A midi keyboard takes up space. It also takes up more space the better it
gets. If you want a 3 or 5 or 7 octave keyboard, you need to have that sort of
room in your work area. Imagine an entire piano keyboard on your desk. Even a
smaller keyboard takes up more space than another regular computer keyboard,
and having a second one of those is difficult enough to work with.
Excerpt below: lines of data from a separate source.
PR #157, opened 2016-11-17
CreateBulkAssignments

amberwebb:
Depends on https://github.com/teamsnap/apiv3/pull/2570


package.json
```diff
@@ -1,6 +1,6 @@
 {
   "name": "teamsnap.js",
-  "version": "1.20.0",
+  "version": "1.20.1",
```
ryanwi: Would a new method just be a patch update? Seems like it might be worth a minor bump?

src/teamsnap.coffee
```diff
@@ -3,7 +3,7 @@ promises = require './promises'
 require './errors'
 
 class TeamSnap
-  version: '1.20.0'
+  version: '1.20.1'
```
ryanwi: same version question

amberwebb: Yep. You are right. Thanks!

Space issues aside, there's the issue of workflows. I've yet to find a music
notation program with an anything approaching an elegant flow. For each
passage of music that you'd like to write, there are a ton of variables that
need to be expressed and recorded, and the midi keyboard only handles a few of
these. You need to capture pitches of multiple notes (chords), durations,
accents, articulations, voicing (for multiple parts on the same staff, as in
choral music), dynamics, and many other things. Many of these are optional,
and only used when needed, but even the most fundamental ones are often a
chore to enter. A midi keyboard is great for entering note pitches, but as you
described, playing in time (at speed) seems to be the only way to avoid
entering all the note-lengths by hand. Playing in time has its own problems,
too. You have to match the data to a grid structure. But the grid structure
needs to be strict enough to catch the subtleties of the performance, and
flexible enough to compensate for human-error. Otherwise, you'll be back to
manual data-entry to correct all the parsing mistakes. These constraints also
depend largely on the person playing the keyboard. On the other hand, an
alternating two-step process isn't any faster with a midi keyboard than a
computer keyboard.

Midi keyboards were not created for data entry. They were created for live
performance, controlling other dedicated devices that created music, like
synthesizers. They've been co-opted to enter data for notation, and while they
can accelerate the process somewhat, there are shortcomings on the software
side. It is also largely dependent on the type of music being transcribed.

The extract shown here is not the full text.